Collected data entries
┌────────

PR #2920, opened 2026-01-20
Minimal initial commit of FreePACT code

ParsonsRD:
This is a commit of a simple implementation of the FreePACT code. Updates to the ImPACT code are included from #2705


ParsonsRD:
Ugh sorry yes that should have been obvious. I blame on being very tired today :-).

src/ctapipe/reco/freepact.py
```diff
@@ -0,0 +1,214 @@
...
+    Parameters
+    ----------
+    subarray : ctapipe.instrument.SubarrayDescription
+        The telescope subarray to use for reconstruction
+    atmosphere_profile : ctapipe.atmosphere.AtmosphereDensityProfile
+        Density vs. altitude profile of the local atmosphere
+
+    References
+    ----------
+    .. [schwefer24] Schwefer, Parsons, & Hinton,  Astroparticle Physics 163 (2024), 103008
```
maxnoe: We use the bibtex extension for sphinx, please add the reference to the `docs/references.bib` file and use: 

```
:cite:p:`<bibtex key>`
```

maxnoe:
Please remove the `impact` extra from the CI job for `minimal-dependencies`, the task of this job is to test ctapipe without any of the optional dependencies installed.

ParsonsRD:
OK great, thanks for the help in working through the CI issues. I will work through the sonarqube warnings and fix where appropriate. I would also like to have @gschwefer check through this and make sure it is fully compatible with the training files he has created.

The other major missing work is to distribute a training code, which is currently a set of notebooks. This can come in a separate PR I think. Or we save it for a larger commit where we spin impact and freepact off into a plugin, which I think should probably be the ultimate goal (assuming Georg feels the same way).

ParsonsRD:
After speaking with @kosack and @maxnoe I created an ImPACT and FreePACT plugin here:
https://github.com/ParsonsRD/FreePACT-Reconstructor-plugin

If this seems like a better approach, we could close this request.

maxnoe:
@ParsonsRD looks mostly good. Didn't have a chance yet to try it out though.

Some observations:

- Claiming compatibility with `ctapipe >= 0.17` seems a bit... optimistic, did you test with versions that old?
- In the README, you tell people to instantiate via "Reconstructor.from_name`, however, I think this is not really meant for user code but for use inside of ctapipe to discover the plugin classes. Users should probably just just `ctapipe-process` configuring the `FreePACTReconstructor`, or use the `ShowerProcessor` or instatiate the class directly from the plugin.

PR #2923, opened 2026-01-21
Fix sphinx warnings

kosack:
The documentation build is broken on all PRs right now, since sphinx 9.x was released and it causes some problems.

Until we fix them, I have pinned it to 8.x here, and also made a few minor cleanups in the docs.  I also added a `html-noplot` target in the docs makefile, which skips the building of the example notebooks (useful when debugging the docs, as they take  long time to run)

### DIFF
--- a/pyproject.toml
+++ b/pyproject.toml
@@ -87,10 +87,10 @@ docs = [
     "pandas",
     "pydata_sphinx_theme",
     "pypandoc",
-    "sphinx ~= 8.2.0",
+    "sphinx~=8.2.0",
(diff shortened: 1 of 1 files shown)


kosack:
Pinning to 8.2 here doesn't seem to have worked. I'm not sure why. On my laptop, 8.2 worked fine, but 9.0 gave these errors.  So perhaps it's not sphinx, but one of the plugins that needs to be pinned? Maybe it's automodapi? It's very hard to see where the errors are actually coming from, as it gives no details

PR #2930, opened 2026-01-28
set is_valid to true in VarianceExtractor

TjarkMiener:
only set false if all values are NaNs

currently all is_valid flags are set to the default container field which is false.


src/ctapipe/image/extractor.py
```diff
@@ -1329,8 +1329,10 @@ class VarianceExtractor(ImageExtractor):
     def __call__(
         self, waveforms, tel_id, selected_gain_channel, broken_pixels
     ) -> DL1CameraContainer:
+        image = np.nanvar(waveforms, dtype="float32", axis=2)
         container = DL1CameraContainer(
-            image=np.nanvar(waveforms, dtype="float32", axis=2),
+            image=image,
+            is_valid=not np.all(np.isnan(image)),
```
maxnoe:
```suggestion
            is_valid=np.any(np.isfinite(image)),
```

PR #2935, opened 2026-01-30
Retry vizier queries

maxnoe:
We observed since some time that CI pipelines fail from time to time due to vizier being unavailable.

└────────

**ASSIGNMENT**
Wherever the string "docs" appears in the data above, copy the line it sits in.

**EXERCISE RESPONSE**
maxnoe: We use the bibtex extension for sphinx, please add the reference to the `docs/references.bib` file and use: 
Until we fix them, I have pinned it to 8.x here, and also made a few minor cleanups in the docs.  I also added a `html-noplot` target in the docs makefile, which skips the building of the example notebooks (useful when debugging the docs, as they take  long time to run)
@@ -87,10 +87,10 @@ docs = [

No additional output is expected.